Whispering, too, sends him into squeals. My son’s curiosity and delight: What is she about to say? Something exciting! He’s already predicted hilarity and fun. I’ve explained nothing, and already he’s captivated.

We should build a fort.

childhood magical thnking building forts

This produced a visible change as his eyebrows raised to his hairline, his blue eyes widened, and his mouth turned into an elongated oh. He clambers out of the blanket piled on top of us, his staticky hair rising in the fresh air. We’ve made forts two times before and the memory has stayed. He raced to the hallway closet, dragging out all the other blankets and holding them up to me.

“This one?” he asked, looking to me, his architect.

I took the blankets he offered and then he went in search of two more- small ones. Tiny quilts once embroidered for him by his grandmother and great-grandmother while I was pregnant with him. He found the small quilts and smiled.

He ran his tiny fingers over the hand-stitched A B Cs with awe. How did the letters get on there? Such simple things that make little minds wonder. Nearly everything can be produced by magic or miracle.

Back in the living room, I dragged the rocking chair and the office chair so that the backs of them were against the arms of the huge leather chair. I began to drape the blankets over the triad of chairs, pulling a little here and a little there so the roof of our newly built fort didn’t cave in.

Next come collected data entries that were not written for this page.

PR #22304, opened 2025-01-11
ENH: stats.special_ortho_group: speed up, allow 1x1 and 0x0 ortho and unitary groups

### LINKED ISSUE #22303: ENH: improve and simplify special_ortho_group

Unlike `ortho_group` and `unitary_group`, `scipy.stats.special_ortho_group` is implemented using a Python loop over matrix dimensions.

A simpler option would be to generate a Haar-distributed matrix from the orthogonal group, and multiply its first line by the matrix determinant. This ensures that the determinant of the resulting matrix is always $+1$, and because the original matrix is Haar-distributed, so stays the result.

As the timing analysis below shows, this option is also faster.

N/A

Here is the timing script and the resulting timing comparison using scipy 1.15. We see that the proposed simplification is significantly faster for most sizes except for 129, where it is closely comparable. The difference is especially pronounced for small matrix sizes, where I feel that the function is likely more useful.

```py
from timeit import Timer
import numpy as np

setup = """
from scipy.stats import ortho_group, special_ortho_group
import numpy as np
"""

special_ortho = "special_ortho_group.rvs({})".format
ortho = """a = ortho_group.rvs({})
a[0] *= np.linalg.det(a)
""".format

times = []
for dim in np.hstack([np.arange(2, 10), np.logspace(1, 3, 10, dtype=int)]):
    timer = Timer(special_ortho(dim), setup=setup)
    num_calls = timer.autorange()[0] * 5 # 1 second per call
    t_so = min(timer.repeat(repeat=5, number=num_calls)) / num_calls
    timer = Timer(ortho(dim), setup=setup)
    num_calls = timer.autorange()[0] * 5 # 1 second per call
    t_o = min(timer.repeat(repeat=3, number=num_calls)) / num_calls
    times.append((dim, t_so, t_o))

times = np.array(times)

plt.scatter(times[:, 0], times[:, 1], label="current algorithm")
plt.plot(times[:, 0], times[:, 1])
plt.scatter(times[:, 0], times[:, 2], label="proposed alternative")
plt.plot(times[:, 0], times[:, 2])
plt.xscale("log")
plt.yscale("log")
plt.xlabel("Dimension")
plt.ylabel("Time (s)")
plt.legend()
```

image

I will provide a PR shortly, here I am documenting the timing analysis.

akhmerov:

- Closes #22303
- Allows to use symmetric group distributions with `dim=0` and `dim=1`

#### Additional information

The motivation for the second change is that the existing code actually already works with `dim=1` and `dim=0`. Not special-casing small sizes is a general design principle of linear algebra in numpy and scipy, and therefore this simplifies the interface for the users.

### DIFF
--- a/scipy/stats/_multivariate.py
+++ b/scipy/stats/_multivariate.py
@@ -3644,55 +3644,11 @@ class special_ortho_group_gen(multi_rv_generic):
         """
         random_state = self._get_random_state(random_state)
 
-        size = int(size)
-        size = (size,) if size > 1 else ()
-
-        dim = self._process_parameters(dim)
-
-        # H represents a (dim, dim) matrix, while D represents the diagonal of
-        # a (dim, dim) diagonal matrix. The algorithm that follows is
-        # broadcasted on the leading shape in `size` to vectorize along
-        # samples.
-        H = np.empty(size + (dim, dim))
-        H[..., :, :] = np.eye(dim)
-        D = np.empty(size + (dim,))
-
-        for n in range(dim-1):
-
-            # x is a vector with length dim-n, xrow and xcol are views of it as
-            # a row vector and column vector respectively. It's important they
-            # are views and not copies because we are going to modify x
-            # in-place.
-            x = random_state.normal(size=size + (dim-n,))
-            xrow = x[..., None, :]
-            xcol = x[..., :, None]
-
-            # This is the squared norm of x, without vectorization it would be
-            # dot(x, x), to have proper broadcasting we use matmul and squeeze
-            # out (convert to scalar) the resulting 1x1 matrix
-            norm2 = np.matmul(xrow, xcol).squeeze((-2, -1))
-
-            x0 = x[..., 0].copy()
-            D[..., n] = np.where(x0 != 0, np.sign(x0), 1)
-            x[..., 0] += D[..., n]*np.sqrt(norm2)
-
-            # In renormalizing x we have to append an additional axis with
-            # [..., None] to broadcast the scalar against the vector x
-            x /= np.sqrt((norm2 - x0**2 + x[..., 0]**2) / 2.)[..., None]
-
-            # Householder transformation, without vectorization the RHS can be
-            # written as outer(H @ x, x) (apart from the slicing)
-            H[..., :, n:] -= np.matmul(H[..., :, n:], xcol) * xrow
-
-        D[..., -1] = (-1)**(dim-1)*D[..., :-1].prod(axis=-1)
-
-        # Without vectorization this could be written as H = diag(D) @ H,
-        # left-multiplication by a diagonal matrix amounts to multiplying each
-        # row of H by an element of the diagonal, so we add a dummy axis for
-        # the column index
-        H *= D[..., :, None]
-        return H
-
+        q = ortho_group.rvs(dim, size, random_state)
+        dets = np.linalg.det(q)
+        if dim:
+            q[..., 0, :] *= dets[..., np.newaxis]
+        return q
 
 special_ortho_group = special_ortho_group_gen()
 
--- a/scipy/stats/_multivariate.py
+++ b/scipy/stats/_multivariate.py
@@ -3620,9 +3620,9 @@ class special_ortho_group_gen(multi_rv_generic):
 
     def _process_parameters(self, dim):
         """Dimension N must be specified; it cannot be inferred."""
-        if dim is None or not np.isscalar(dim) or dim <= 1 or dim != int(dim):
+        if dim is None or not np.isscalar(dim) or dim < 0 or dim != int(dim):
             raise ValueError("""Dimension of rotation must be specified,
-                                and must be a scalar greater than 1.""")
+                                and must be a scalar nonnegative integer.""")
 
         return dim
 
@@ -3763,9 +3763,9 @@ class ortho_group_gen(multi_rv_generic):
 
     def _process_parameters(self, dim):
         """Dimension N must be specified; it cannot be inferred."""
-        if dim is None or not np.isscalar(dim) or dim <= 1 or dim != int(dim):
+        if dim is None or not np.isscalar(dim) or dim < 0 or dim != int(dim):
             raise ValueError("Dimension of rotation must be specified,"
-                             "and must be a scalar greater than 1.")
+                             "and must be a scalar nonnegative integer.")
 
         return dim
 
@@ -4118,7 +4118,7 @@ class unitary_group_gen(multi_rv_generic):
     Parameters
     ----------
     dim : scalar
-        Dimension of matrices, must be greater than 1.
+        Dimension of matrices.
     seed : {None, int, np.random.RandomState, np.random.Generator}, optional
         Used for drawing random variates.
         If `seed` is `None`, the `~np.random.RandomState` singleton is used.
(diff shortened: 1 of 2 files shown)


akhmerov:
An alternative implementation of `special_ortho_group.rvs` would look like this:

```py
def rvs(self, dim, size=1, random_state=None):
    """Draw random samples from SO(N).

    Parameters
    ----------
    dim : integer
        Dimension of rotation space (N).
    size : integer, optional
        Number of samples to draw (default 1).

    Returns
    -------
    rvs : ndarray or scalar
        Random size N-dimensional matrices, dimension (size, dim, dim)

    """
    random_state = self._get_random_state(random_state)

    size = int(size)

    dim = self._process_parameters(dim)

    size = (size,) if size > 1 else ()
    z = random_state.normal(size=size + (dim, dim))
    q, r = np.linalg.qr(z)
    # The last two dimensions are the rows and columns of R matrices.
    # Extract the diagonals. Note that this eliminates a dimension.
    d = r.diagonal(offset=0, axis1=-2, axis2=-1)
    # Add back a dimension for proper broadcasting: we're dividing
    # each row of each R matrix by the diagonal of the R matrix.
    q *= (d/abs(d))[..., np.newaxis, :]  # to broadcast properly
    # The last column of q may need adjustment to ensure that det(q) = 1.
    if dim:
        q[..., 0, :] *= np.prod(np.sign(d), axis=-1)[..., np.newaxis] * (-1)**(dim - 1)
    return q
```

This relies on `qr` in LAPACK using Householder rotations, each with determinant `-1` to correct the determinant of `Q` without spending `N^3` extra operations on computing it.

scipy/stats/tests/test_multivariate.py
```diff
@@ -1979,7 +1979,7 @@ def test_haar(self):
         dim = 5
         samples = 1000  # Not too many, or the test takes too long
         ks_prob = .05
-        np.random.seed(514)
+        np.random.seed(513)
```
mdhaber, line 1982: The preivious seed happened to fail?

scipy/stats/tests/test_multivariate.py
```diff
@@ -2085,6 +2093,21 @@ def test_haar(self):
         ks_tests = [ks_2samp(proj[p0], proj[p1])[1] for (p0, p1) in pairs]
         assert_array_less([ks_prob]*len(pairs), ks_tests)
 
+    def test_one_by_one(self):
+        # Test that the 1x1 distribution gives ±1 with equal probability.
+        dim = 1
+        xs = ortho_group.rvs(dim, size=5000)
+        np.random.seed(514)
```
mdhaber, line 2100: We're in the process of phasing out use of `np.random.seed` throughout the codebase. Please use `rng = np.random.default_rng(4825489765835639)` and pass `rng` to `rvs`.

scipy/stats/_multivariate.py
```diff
@@ -3644,55 +3644,11 @@ def rvs(self, dim, size=1, random_state=None):
...
-
-        # Without vectorization this could be written as H = diag(D) @ H,
-        # left-multiplication by a diagonal matrix amounts to multiplying each
-        # row of H by an element of the diagonal, so we add a dummy axis for
-        # the column index
-        H *= D[..., :, None]
-        return H
-
+        q = ortho_group.rvs(dim, size, random_state)
+        dets = np.linalg.det(q)
```
mdhaber, line 3648: Would it be worth taking the `sign` to avoid possibly scaling?

scipy/stats/_multivariate.py
```diff
@@ -3644,55 +3644,11 @@ def rvs(self, dim, size=1, random_state=None):
...
+        if dim:
+            q[..., 0, :] *= dets[..., np.newaxis]
```
mdhaber, line 3650: @ilayn could you confirm that this looks OK? My original suggestion was to multiply the whole matrix, but I suppose if one row does the trick and doesn't mess with statistical properties, it's probably faster.

mdhaber (approved):
This looks pretty good to me; just a few things to take a look at.

scipy/stats/tests/test_multivariate.py
mdhaber: Right - does it still appear to pass approximately `1-ks_prob` of the time? 
Please check (roughly) when switching to use of a Generator (https://github.com/scipy/scipy/pull/22304/files/4938d3dcb73fc5f84399edd39db90adf90691fed#diff-a998a313f078eba79aeb6347a65117e0a0c4542a4d778a4cfd398f1737380a71)

scipy/stats/_multivariate.py
akhmerov: Multiplying the whole matrix is wrong: $\det(x A) = x^d \det A$ for a $d$-dimensional matrix $A$.

Multiplying a single row is correct because any matrix with rows `[x1, x2, x3, ...]` is equally likely to be produced by `ortho_group` as matrix `[-x1, -x2, x3, ...]` (and same for an arbitrary other position of the minus sign). Applying the function to each of those equally likely matrices we observed that it does not matter which row we multiply by $-1$.

scipy/stats/tests/test_multivariate.py
akhmerov: I switched to division by determinant. This should result in compensating the error from `ortho_group`, if that error occurs.

scipy/stats/_multivariate.py
mdhaber: I take it https://github.com/scipy/scipy/pull/22304#discussion_r1912487107 was meant to go here. That sounds great!

scipy/stats/tests/test_multivariate.py
```diff
@@ -1930,11 +1930,10 @@ def test_logpdf_4x4(self):
 
 class TestSpecialOrthoGroup:
     def test_reproducibility(self):
-        np.random.seed(514)
-        x = special_ortho_group.rvs(3)
-        expected = np.array([[-0.99394515, -0.04527879, 0.10011432],
-                             [0.04821555, -0.99846897, 0.02711042],
-                             [0.09873351, 0.03177334, 0.99460653]])
+        x = special_ortho_group.rvs(3, random_state=np.random.default_rng(514))
```
mdhaber, line 1933: Oops, `Generator`s don't produce the same results as the global `RandomState` given the same seed.

akhmerov: Thanks, done. It seems that the second half of the test uses legacy numpy random API (`np.random.RandomState`), so I deleted it and adjusted the stored value.

scipy/stats/tests/test_multivariate.py
akhmerov: The test runs for 6 different comparisons, so I believe the success chance is `(1 - ks_prob)**6`. At a glance, however, it seems that everything is fine.

mdhaber: Ah, I didn't notice; I meant individual tests, but that explains why it's not unlikely to fail. Sounds good.

mdhaber (approved):
I'll go ahead and merge when tests pass.

mdhaber:
Thanks @akhmerov! Please develop future PRs from feature branches since it makes it easier for reviewers to work with them, but it was no problem here.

My son watched with wonder in his eyes as if I were constructing him a castle or a wardrobe with the power to conjure Narnia. While he doesn’t know Narnia, he does know of castles. I hoped that this was what he believed we were building together.

Maybe we are. Maybe that is the whole point. He brings me back to the place where anything is possible.

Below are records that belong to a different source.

PR #22305, opened 2025-01-11
MAINT, DOC: forward port 1.15.1 relnotes

tylerjereddy:
* Forward port the SciPy `1.15.1` release notes and update the version switcher.

[docs only]

I seem to be having doc build issues locally so make sure the doc build actually passes first. These kind of issues seem more common with the increasing complexity of the interactive/notebook-related infrastructure; hard to avoid some tradeoff I guess.

### DIFF
--- a/doc/source/_static/version_switcher.json
+++ b/doc/source/_static/version_switcher.json
@@ -5,9 +5,14 @@
         "url": "https://scipy.github.io/devdocs/"
     },
     {
-        "name": "1.15.0 (stable)",
-        "version":"1.15.0",
+        "name": "1.15.1 (stable)",
+        "version":"1.15.1",
         "preferred": true,
+        "url": "https://docs.scipy.org/doc/scipy-1.15.1/"
+    },
+    {
+        "name": "1.15.0",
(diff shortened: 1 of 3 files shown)


rgommers (commented):
Something is still off with the version switcher, both in the rendered preview of this PR and with the deployed 1.15.1 docs. Both think that 1.15.0 is stable. E.g., the "Switch to stable version" button:

image

links to https://docs.scipy.org/doc/scipy-1.15.0/index.html.

tylerjereddy:
make upload hasn't happened yet for docs.scipy.org for 1.15.1; I can do that in a bit

tylerjereddy:
FWIW, I did `make upload` within `docs.scipy.org` repo proper just now, in case that helps.

tylerjereddy:
Let's see if merging helps, I don't think anything has changed in my procedure.

tylerjereddy:
Yes, the problem went away after the doc build that happens *after* merging this PR in the new `main` branch.

This is a perpetual source of confusion; nonetheless, things seems to work out in the end every time.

With the fort not even completely built, the blankets not yet perfectly positioned, he eagerly climbed onto the ottoman and then slid into the seat of the leather chair, completely encaved. The roundness of his tiny head popped up slightly into the roof of our structure. I scratched it through layers of blankets and he giggled.

“All done?” he called.

“Almost,” I told him and tugged the blankets a little more. Then, I ducked my face in the opening and peered in at him.

Come in! Let’s hide from the firetruck.

Quickly, our fort became the safety zone for some firetruck we were trying to avoid. Then, he pushed me aside and told me to wait.

I need to get something.

He returned with his entire bin of play food. His magnatiles. Some hand-selected cars. A puzzle. His fort became a playroom. Or a tree house, perhaps. Maybe a restaurant.

childhood magical thinking about things

Whatever he wanted it to be, I wanted it to be just that.

He brought so many somethings into the fort that there was hardly room left for us to sit anymore, but the fort was the only place he was interested in that evening. Playing beneath the canopy of blankets was the only thing he wanted to do and he wanted me there. Watching. Witnessing.

Rarely am I asked to do anything when he plays but watch. If I try to place a car on his track or add a puzzle piece, he reminds me he just wants me to watch. I abide. Because while he looks upon everything with the wonder of discovering it for the first time, my wonder is in discovering him.  

I try to re-engage with the world through his eyes, as though I, too, were seeing it, feeling it, exploring it for the first time. I remember my own childhood magical thinking where life could be full of adventure, and full of possibility.

I want to let him stay in this time and place as long as possible.